PR #3056, opened 2023-03-30
Introduced UsesType includeImplicit parameter, and updated all usages…

nmck257:
… to make an appropriate choice for that param

### DIFF
--- a/rewrite-groovy/src/test/java/org/openrewrite/java/cleanup/ChangeTypeTest.java
+++ b/rewrite-groovy/src/test/java/org/openrewrite/java/cleanup/ChangeTypeTest.java
@@ -15,8 +15,10 @@
  */
 package org.openrewrite.java.cleanup;
 
+import org.junit.jupiter.api.Disabled;
 import org.junit.jupiter.api.Test;
 import org.openrewrite.java.ChangeType;
+import org.openrewrite.java.tree.J;
 import org.openrewrite.java.tree.TypeUtils;
 import org.openrewrite.test.RecipeSpec;
 import org.openrewrite.test.RewriteTest;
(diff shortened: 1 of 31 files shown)


rewrite-groovy/src/test/java/org/openrewrite/java/cleanup/ChangeTypeTest.java
```diff
@@ -103,4 +105,31 @@ class newFile {
           )
         );
     }
+
+    @SuppressWarnings("DataFlowIssue")
+    @Disabled("fails because there's a reference change but no content diff but that's the point; would need to adjust RewriteTest")
```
• • • • •
- [Exercise brief]: Having output the line that contains "-15,8 +15,10 @@", stop. Every line before it, back to the first line of the data, must be reproduced exactly.

- [Answer to the exercise]:
PR #3056, opened 2023-03-30
Introduced UsesType includeImplicit parameter, and updated all usages…

nmck257:
… to make an appropriate choice for that param

### DIFF
--- a/rewrite-groovy/src/test/java/org/openrewrite/java/cleanup/ChangeTypeTest.java
+++ b/rewrite-groovy/src/test/java/org/openrewrite/java/cleanup/ChangeTypeTest.java
@@ -15,8 +15,10 @@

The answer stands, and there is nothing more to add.